*** Supplied data Section Begins ***

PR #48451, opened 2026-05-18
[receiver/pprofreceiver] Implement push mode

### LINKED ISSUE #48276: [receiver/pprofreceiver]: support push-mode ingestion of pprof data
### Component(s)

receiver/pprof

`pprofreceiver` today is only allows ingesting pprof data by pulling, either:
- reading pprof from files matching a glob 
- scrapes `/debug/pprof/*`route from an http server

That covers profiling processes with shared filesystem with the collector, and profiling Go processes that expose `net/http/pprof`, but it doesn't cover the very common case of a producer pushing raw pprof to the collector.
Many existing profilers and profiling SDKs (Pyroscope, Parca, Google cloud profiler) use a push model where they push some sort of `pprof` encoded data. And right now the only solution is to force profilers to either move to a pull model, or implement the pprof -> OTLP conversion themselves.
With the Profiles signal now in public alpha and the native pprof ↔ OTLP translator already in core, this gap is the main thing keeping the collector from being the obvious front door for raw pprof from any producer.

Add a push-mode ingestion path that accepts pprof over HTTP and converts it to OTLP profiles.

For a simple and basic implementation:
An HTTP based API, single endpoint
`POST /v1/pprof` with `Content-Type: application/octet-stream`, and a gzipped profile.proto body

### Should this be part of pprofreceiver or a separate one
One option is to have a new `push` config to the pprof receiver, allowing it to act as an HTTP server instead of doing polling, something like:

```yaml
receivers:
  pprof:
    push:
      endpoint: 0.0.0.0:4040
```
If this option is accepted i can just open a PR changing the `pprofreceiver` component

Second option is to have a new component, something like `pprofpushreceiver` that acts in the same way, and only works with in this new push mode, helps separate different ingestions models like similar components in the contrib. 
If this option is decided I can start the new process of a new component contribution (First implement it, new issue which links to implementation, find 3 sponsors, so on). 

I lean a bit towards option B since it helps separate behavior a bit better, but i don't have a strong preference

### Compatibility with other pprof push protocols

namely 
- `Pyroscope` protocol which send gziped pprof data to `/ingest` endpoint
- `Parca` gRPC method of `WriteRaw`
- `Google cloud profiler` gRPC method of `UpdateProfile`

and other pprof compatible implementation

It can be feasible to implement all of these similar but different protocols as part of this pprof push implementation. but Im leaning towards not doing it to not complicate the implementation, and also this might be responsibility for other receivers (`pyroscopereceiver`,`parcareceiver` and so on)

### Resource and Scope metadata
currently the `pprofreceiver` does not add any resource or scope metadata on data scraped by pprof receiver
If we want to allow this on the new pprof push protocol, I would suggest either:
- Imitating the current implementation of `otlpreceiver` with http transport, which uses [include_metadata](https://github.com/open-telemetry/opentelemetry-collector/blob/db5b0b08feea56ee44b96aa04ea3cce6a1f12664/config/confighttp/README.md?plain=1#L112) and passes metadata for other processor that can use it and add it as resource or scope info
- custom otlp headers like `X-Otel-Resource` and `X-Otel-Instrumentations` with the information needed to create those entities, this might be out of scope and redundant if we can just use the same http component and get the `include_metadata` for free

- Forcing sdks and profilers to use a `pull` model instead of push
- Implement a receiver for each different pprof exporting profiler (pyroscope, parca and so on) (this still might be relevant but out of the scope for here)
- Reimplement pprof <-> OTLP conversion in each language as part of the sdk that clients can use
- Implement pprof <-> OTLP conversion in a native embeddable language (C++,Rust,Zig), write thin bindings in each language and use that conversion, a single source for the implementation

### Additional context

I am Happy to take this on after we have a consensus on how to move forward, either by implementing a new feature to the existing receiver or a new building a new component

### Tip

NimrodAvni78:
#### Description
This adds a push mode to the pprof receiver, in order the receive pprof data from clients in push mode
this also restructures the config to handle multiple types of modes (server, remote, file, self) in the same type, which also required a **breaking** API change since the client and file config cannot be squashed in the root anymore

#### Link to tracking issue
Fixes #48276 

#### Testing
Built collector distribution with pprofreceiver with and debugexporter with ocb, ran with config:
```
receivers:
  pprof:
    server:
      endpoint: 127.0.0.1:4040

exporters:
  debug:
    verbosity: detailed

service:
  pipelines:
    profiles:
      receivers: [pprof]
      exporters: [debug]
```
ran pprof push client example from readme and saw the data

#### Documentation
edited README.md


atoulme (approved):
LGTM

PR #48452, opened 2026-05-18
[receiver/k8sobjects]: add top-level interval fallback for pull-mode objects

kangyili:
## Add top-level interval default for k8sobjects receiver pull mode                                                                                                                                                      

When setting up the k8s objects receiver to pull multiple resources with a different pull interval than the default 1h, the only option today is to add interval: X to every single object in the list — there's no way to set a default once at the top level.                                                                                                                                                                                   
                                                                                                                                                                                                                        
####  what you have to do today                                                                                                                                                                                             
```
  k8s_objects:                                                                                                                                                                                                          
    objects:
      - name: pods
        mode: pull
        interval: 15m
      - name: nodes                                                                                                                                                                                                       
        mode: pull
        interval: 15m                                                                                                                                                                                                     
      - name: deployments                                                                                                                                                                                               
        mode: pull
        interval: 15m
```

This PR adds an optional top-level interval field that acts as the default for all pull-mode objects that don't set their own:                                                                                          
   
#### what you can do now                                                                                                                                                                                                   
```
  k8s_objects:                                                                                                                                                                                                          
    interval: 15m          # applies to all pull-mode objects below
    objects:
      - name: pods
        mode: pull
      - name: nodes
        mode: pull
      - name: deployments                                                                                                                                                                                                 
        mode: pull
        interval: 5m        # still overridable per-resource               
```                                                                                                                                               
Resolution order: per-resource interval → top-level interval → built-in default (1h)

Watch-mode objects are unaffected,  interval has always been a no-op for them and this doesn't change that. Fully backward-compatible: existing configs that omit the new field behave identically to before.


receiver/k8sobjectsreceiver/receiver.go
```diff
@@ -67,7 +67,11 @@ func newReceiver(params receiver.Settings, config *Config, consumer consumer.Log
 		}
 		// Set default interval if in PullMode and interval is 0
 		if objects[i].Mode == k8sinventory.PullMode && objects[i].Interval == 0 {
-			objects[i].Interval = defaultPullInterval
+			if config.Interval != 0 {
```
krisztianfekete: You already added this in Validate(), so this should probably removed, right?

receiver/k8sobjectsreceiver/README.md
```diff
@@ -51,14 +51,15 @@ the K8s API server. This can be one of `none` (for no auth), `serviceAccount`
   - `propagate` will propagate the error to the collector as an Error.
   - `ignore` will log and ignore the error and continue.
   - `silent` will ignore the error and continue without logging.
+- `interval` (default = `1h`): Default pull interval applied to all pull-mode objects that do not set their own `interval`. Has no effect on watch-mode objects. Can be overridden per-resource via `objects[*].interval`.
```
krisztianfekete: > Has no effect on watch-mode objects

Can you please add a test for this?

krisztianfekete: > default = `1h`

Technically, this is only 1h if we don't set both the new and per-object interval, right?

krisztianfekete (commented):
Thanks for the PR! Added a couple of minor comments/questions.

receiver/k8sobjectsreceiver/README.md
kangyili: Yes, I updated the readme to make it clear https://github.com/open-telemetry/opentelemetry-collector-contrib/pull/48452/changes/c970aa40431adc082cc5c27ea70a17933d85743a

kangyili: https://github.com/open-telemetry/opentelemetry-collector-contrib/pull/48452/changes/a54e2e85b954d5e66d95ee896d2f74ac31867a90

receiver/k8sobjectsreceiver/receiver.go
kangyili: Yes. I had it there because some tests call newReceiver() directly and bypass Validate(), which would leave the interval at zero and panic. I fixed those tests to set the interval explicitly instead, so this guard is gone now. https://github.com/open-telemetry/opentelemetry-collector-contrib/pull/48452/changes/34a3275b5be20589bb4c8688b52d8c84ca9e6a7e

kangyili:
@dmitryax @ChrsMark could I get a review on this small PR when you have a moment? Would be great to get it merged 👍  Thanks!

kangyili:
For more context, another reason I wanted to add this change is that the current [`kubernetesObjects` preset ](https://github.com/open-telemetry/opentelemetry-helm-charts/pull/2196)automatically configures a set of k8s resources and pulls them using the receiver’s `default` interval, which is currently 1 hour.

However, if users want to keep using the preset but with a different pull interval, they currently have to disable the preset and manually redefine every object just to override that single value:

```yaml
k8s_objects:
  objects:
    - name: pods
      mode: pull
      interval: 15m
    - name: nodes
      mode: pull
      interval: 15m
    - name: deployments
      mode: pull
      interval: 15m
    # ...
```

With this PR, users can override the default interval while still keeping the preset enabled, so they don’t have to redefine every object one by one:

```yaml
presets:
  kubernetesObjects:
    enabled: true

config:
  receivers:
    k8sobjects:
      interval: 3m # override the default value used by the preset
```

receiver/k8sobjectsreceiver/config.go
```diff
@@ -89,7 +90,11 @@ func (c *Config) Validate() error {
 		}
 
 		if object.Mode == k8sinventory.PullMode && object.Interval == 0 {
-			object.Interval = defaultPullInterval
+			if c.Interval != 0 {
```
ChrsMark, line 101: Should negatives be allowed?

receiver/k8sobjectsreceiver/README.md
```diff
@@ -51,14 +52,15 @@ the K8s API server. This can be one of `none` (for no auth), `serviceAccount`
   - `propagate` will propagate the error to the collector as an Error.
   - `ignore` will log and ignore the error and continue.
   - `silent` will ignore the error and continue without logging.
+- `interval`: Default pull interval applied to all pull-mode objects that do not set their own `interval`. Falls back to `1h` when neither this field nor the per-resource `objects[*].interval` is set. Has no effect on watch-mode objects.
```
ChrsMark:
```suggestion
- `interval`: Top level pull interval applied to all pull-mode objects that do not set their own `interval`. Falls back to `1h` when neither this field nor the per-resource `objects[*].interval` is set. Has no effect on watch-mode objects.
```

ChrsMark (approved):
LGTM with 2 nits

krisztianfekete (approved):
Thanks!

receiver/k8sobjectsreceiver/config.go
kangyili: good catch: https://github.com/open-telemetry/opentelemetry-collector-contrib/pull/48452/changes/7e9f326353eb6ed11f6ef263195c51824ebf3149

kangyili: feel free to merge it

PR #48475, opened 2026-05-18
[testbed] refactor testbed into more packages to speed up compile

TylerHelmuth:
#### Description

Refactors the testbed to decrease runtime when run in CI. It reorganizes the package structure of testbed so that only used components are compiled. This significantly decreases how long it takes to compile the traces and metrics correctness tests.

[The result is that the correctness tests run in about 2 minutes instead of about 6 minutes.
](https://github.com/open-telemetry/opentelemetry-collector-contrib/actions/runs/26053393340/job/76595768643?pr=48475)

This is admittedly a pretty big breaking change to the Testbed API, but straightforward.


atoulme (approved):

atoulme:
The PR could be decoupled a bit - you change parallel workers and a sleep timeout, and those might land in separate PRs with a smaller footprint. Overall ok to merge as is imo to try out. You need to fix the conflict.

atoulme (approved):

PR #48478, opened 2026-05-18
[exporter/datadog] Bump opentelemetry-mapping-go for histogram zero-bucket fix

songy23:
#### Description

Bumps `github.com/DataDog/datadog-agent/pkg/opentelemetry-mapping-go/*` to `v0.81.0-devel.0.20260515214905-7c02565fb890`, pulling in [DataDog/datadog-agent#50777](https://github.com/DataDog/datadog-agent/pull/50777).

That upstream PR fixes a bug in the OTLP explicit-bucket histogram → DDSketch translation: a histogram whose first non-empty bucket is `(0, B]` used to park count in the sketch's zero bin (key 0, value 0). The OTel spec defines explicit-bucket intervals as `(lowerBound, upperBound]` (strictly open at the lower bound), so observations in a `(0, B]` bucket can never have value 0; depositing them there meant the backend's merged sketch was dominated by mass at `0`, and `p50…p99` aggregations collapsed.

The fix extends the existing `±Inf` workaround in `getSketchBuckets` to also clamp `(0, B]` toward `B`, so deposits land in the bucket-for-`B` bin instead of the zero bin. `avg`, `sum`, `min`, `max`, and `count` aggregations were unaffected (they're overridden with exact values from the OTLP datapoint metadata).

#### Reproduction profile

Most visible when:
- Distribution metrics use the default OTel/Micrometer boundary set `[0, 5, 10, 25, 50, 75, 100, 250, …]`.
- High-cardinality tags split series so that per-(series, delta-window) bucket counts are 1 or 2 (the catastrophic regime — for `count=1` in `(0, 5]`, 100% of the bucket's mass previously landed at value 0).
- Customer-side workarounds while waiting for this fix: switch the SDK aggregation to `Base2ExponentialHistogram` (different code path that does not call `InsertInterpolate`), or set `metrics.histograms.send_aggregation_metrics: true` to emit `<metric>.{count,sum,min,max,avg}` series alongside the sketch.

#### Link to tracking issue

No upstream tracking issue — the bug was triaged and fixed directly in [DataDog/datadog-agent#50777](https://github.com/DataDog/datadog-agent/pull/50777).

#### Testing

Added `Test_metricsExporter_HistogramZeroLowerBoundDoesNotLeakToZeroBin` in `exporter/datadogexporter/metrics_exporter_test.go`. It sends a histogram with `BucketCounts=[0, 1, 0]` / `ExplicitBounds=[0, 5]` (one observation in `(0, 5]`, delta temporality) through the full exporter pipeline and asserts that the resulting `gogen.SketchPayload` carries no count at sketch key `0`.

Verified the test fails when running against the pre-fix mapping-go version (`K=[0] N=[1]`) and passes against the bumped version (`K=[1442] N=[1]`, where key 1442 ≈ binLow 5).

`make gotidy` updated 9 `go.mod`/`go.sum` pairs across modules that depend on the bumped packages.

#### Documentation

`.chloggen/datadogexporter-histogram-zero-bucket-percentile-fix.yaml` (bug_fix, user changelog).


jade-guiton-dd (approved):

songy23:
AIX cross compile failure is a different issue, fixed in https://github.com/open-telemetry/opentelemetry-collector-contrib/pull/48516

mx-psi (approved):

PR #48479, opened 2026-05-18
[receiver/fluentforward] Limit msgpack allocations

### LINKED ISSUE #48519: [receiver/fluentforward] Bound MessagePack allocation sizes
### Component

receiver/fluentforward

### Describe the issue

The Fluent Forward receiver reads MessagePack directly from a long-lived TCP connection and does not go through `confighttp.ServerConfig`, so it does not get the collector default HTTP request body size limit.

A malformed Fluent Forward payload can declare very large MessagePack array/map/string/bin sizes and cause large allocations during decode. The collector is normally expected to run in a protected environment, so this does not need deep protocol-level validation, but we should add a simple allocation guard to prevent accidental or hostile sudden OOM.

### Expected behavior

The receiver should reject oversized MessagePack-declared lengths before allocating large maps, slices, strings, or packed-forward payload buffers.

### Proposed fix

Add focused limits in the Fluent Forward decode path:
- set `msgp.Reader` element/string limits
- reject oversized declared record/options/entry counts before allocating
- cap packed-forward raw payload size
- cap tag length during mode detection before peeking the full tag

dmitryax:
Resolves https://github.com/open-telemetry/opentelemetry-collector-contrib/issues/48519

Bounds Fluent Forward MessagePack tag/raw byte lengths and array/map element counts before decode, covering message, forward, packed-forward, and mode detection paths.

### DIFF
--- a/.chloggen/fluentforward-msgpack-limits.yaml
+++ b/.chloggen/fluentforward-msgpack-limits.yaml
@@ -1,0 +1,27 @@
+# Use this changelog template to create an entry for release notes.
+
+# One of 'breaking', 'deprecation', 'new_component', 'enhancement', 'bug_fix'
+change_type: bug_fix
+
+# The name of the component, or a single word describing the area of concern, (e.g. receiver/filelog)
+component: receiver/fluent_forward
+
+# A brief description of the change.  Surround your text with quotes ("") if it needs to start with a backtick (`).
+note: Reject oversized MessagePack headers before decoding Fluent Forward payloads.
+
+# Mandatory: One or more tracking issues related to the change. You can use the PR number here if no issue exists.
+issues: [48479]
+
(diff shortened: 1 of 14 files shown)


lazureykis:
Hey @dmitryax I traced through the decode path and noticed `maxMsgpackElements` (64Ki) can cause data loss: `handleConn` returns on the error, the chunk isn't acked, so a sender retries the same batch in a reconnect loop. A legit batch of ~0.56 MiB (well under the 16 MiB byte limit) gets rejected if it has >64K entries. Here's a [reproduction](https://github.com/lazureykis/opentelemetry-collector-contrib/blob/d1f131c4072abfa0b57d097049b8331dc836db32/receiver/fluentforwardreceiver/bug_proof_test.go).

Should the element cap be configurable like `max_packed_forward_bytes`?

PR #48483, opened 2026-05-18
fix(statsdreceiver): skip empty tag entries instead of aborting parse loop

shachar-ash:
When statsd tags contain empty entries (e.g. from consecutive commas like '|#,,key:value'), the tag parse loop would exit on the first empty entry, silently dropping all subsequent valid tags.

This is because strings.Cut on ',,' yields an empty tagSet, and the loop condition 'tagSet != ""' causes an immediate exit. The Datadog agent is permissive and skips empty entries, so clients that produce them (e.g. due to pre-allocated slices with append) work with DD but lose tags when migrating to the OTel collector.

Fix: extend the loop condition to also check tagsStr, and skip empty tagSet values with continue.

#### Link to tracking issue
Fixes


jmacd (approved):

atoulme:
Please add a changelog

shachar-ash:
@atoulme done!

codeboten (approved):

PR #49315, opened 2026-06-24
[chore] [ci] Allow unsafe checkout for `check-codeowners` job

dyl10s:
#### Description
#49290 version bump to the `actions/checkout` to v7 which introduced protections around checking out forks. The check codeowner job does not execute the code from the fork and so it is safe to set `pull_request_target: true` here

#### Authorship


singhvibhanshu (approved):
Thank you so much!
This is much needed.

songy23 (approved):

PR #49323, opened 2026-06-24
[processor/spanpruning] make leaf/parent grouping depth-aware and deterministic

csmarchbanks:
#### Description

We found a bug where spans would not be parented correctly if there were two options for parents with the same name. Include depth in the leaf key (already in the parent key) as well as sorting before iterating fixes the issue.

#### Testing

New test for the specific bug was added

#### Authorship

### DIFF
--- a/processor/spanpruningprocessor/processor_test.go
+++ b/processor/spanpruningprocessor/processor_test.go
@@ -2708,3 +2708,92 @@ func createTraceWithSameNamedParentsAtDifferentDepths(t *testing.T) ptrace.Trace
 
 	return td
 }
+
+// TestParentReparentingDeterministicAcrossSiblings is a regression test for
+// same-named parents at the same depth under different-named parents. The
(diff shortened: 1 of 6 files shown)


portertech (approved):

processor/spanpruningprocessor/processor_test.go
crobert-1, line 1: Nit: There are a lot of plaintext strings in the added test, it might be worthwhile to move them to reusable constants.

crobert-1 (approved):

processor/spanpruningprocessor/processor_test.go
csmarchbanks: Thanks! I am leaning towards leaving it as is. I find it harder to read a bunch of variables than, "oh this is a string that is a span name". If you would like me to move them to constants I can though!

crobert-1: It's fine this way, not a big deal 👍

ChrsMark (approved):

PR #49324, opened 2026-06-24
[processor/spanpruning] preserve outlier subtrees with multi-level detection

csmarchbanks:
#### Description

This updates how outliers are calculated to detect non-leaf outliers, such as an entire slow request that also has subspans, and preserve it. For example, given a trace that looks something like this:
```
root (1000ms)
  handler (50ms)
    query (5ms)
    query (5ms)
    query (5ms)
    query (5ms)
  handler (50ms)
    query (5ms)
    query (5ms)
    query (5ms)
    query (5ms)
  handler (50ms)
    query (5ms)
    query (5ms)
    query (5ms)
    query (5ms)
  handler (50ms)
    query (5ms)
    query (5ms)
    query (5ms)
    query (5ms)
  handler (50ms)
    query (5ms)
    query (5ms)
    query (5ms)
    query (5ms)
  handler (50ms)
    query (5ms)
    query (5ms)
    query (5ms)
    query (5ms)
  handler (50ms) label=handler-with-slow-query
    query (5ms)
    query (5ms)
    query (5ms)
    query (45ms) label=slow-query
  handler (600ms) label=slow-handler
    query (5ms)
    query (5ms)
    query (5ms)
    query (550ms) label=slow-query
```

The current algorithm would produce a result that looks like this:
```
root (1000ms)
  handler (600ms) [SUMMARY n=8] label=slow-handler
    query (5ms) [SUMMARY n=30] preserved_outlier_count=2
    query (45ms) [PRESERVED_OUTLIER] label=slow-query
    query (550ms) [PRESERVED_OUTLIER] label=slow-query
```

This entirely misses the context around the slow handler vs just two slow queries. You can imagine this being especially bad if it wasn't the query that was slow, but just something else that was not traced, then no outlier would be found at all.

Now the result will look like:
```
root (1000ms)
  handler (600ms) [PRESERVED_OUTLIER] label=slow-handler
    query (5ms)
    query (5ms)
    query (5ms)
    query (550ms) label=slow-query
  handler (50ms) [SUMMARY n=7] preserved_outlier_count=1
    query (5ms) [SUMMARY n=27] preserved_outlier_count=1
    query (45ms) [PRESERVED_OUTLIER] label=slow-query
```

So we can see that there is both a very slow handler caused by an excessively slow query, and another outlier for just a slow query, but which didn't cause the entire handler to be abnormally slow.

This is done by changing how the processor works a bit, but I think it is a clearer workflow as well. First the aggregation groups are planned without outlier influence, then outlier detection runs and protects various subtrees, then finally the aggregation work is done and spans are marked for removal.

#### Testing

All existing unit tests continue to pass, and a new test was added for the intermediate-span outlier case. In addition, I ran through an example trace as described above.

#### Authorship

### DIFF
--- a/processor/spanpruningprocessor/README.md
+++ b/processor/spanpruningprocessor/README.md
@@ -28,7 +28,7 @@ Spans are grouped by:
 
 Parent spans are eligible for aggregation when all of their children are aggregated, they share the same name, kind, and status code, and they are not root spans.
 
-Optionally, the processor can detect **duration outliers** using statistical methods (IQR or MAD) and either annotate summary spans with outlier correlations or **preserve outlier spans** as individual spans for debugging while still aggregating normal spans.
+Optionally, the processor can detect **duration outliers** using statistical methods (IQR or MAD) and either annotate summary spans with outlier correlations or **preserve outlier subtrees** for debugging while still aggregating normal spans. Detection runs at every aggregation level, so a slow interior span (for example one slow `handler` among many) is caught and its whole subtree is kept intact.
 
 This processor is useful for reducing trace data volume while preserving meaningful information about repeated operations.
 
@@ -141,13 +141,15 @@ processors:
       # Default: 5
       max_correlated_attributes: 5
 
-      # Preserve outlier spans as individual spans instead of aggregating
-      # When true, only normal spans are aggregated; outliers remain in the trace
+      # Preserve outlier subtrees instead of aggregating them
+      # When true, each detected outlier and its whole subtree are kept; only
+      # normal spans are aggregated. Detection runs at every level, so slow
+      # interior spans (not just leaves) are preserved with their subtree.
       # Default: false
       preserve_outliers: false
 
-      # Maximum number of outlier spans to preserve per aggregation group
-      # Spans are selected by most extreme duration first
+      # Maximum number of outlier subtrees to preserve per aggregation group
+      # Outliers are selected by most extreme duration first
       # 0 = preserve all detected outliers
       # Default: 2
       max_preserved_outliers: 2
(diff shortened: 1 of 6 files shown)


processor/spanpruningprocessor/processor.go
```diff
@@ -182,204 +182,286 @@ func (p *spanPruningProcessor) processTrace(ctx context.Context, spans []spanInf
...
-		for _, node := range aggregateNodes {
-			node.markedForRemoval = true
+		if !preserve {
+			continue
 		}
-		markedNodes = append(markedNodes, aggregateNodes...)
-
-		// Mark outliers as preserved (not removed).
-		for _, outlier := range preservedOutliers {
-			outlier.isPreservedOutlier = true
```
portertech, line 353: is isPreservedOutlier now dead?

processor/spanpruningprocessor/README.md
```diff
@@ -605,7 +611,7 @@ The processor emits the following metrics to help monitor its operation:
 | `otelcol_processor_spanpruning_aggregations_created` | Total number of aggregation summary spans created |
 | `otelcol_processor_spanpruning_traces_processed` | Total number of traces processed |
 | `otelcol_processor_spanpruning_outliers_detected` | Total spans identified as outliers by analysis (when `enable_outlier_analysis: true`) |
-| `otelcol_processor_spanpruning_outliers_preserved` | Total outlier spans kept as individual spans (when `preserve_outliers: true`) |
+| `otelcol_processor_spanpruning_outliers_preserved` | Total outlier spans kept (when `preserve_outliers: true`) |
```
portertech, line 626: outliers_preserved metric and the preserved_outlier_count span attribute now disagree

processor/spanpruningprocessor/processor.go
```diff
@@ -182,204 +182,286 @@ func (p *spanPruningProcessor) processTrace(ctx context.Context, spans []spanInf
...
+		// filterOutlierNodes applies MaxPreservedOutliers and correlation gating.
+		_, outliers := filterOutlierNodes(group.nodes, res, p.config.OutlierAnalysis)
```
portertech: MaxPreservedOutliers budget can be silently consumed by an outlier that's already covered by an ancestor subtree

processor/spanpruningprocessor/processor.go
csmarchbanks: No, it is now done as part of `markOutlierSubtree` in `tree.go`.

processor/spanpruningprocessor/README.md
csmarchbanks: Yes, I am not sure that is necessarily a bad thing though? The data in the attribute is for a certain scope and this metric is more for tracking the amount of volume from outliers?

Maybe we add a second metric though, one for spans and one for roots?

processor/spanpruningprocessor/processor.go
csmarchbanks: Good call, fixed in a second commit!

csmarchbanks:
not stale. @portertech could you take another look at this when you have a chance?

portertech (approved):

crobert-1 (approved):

*** Supplied data Section Ends ***

Work out how many lines of the material contain the word "aggregated" and answer with that number only.

— Written answer —
3